The model achieves top performance across all evaluated dimensions in complex reference-based image-to-video generation tasks. It demonstrates superior motion quality, image preservation, and prompt following, particularly in high-information-density and multi-ethnicity scenarios. Seedance 2.0 leads on all metrics in complex reference tasks It achieves the highest scores in motion quality and prompt following It outperforms competitors in maintaining reference consistency for high-information-density and multi-ethnicity content

Seedance 2.0 achieves top performance across multiple evaluation dimensions in both motion quality and audio-related tasks. The model demonstrates significant improvements over previous versions and competitors, particularly in motion stability, physical realism, and audio-visual synchronization. Seedance 2.0 ranks first in all evaluated dimensions for motion quality and audio-visual sync The model shows strong improvements in physical realism and motion stability compared to prior versions Seedance 2.0 outperforms competitors in audio-visual alignment and audio expressiveness

The the the table compares audio-visual performance across models, with Seedance 2.0 achieving the highest scores in audio quality, audio-visual sync, and audio prompt following across all categories. It demonstrates superior performance in background sound and special effects, significantly outperforming other models in audio expressiveness and synchronization. Seedance 2.0 achieves the highest scores in audio quality, audio-visual sync, and audio prompt following across all evaluated categories. The model shows strong performance in background sound and special effects, with top ratings in audio quality and sync. Seedance 2.0 significantly outperforms competitors in audio expressiveness and alignment between audio and visual elements.

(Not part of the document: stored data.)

Issue #1019, opened 2025-08-09
gpt-5 models not handling `gptel-max-tokens`


JDNdeveloper:
### Please update gptel first -- errors are often fixed by the time they're reported.

- [x] I have updated gptel to the latest commit and tested that the issue still exists

### Bug Description

The following error occurs when using the `gpt-5` family of models:
```
ChatGPT error: ((HTTP/2 400) invalid_request_error) Unsupported parameter: 'max_tokens' is not supported with this model. Use 'max_completion_tokens' instead.
```

I believe this line needs to be updated to include all `gpt-5` models: https://github.com/karthink/gptel/blob/9c9af2cdfbec0f55a14591f0b1ffab0ebcd25e5e/gptel-openai.el#L300

I'll put up a PR.

### Backend

None

### Steps to Reproduce

1. Set `gptel-max-tokens` to some value
2. Issue request

### Additional Context

Emacs 27

### Backtrace

```emacs-lisp

```

### Log Information

```json

```

PR #1020, opened 2025-08-09
Mark gpt-5 models as reasoning models

JDNdeveloper:
Fixes https://github.com/karthink/gptel/issues/1019

### DIFF
--- a/gptel-openai.el
+++ b/gptel-openai.el
@@ -297,7 +297,7 @@ Mutate state INFO with response metadata."
            :messages [,@prompts]
            :stream ,(or gptel-stream :json-false)))
         (reasoning-model-p ; TODO: Embed this capability in the model's properties
-         (memq gptel-model '(o1 o1-preview o1-mini o3-mini o3 o4-mini))))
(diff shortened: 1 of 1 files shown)


karthink:
@JDNdeveloper Thanks.  Should be `gpt-5 gpt-5-mini gpt-5-nano` and not `5 5-mini 5-nano`, shouldn't it?

EDIT: While you fix that please also split the list across two lines.  It's not a hard rule but I try to wrap at <80 chars.

JDNdeveloper:
> @JDNdeveloper Thanks. Should be `gpt-5 gpt-5-mini gpt-5-nano` and not `5 5-mini 5-nano`, shouldn't it?
> 
> EDIT: While you fix that please also split the list across two lines. It's not a hard rule but I try to wrap at <80 chars.

You're right, I had misread `o4-mini` as `4o-mini` and thought the `gpt-` wasn't needed. Fixed.

karthink:
@JDNdeveloper Thanks for the PR!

The authors evaluate Seedance 2.0 across multiple video generation dimensions, showing it achieves top rankings in all categories compared to other models. The results demonstrate significant improvements in motion quality, audio-visual alignment, and instruction following, with particularly strong performance in complex motion and audio-related tasks. Seedance 2.0 achieves the highest scores in all evaluated dimensions compared to competing models. The model shows superior performance in motion quality and audio-visual synchronization across various complex scenarios. Seedance 2.0 leads in audio-related tasks, including audio expressiveness and prompt following, where other models show significant weaknesses.

The the the table compares the support for various reference modalities across different video generation tasks. Seedance 2.0 supports the most comprehensive range of reference types, including subject, motion, visual effects, style, and video editing, across multiple input modalities. Other models show more limited support, with several lacking capabilities in key areas like audio-visual reference and complex editing. Seedance 2.0 supports the broadest range of reference types across all tasks Other models lack support for audio-visual and complex reference modalities Seedance 2.0 enables a wider variety of creative and editing scenarios

Seedance 2.0 was evaluated across various video generation tasks to validate its performance in complex reference-based image-to-video generation, audio-visual synchronization, and multi-modal reference support. The model demonstrates superior motion quality, physical realism, and prompt following, particularly when handling high-information-density content and diverse ethnicities. Furthermore, it achieves exceptional audio-visual alignment and offers the most comprehensive range of reference modalities, enabling more versatile creative and editing scenarios than its competitors.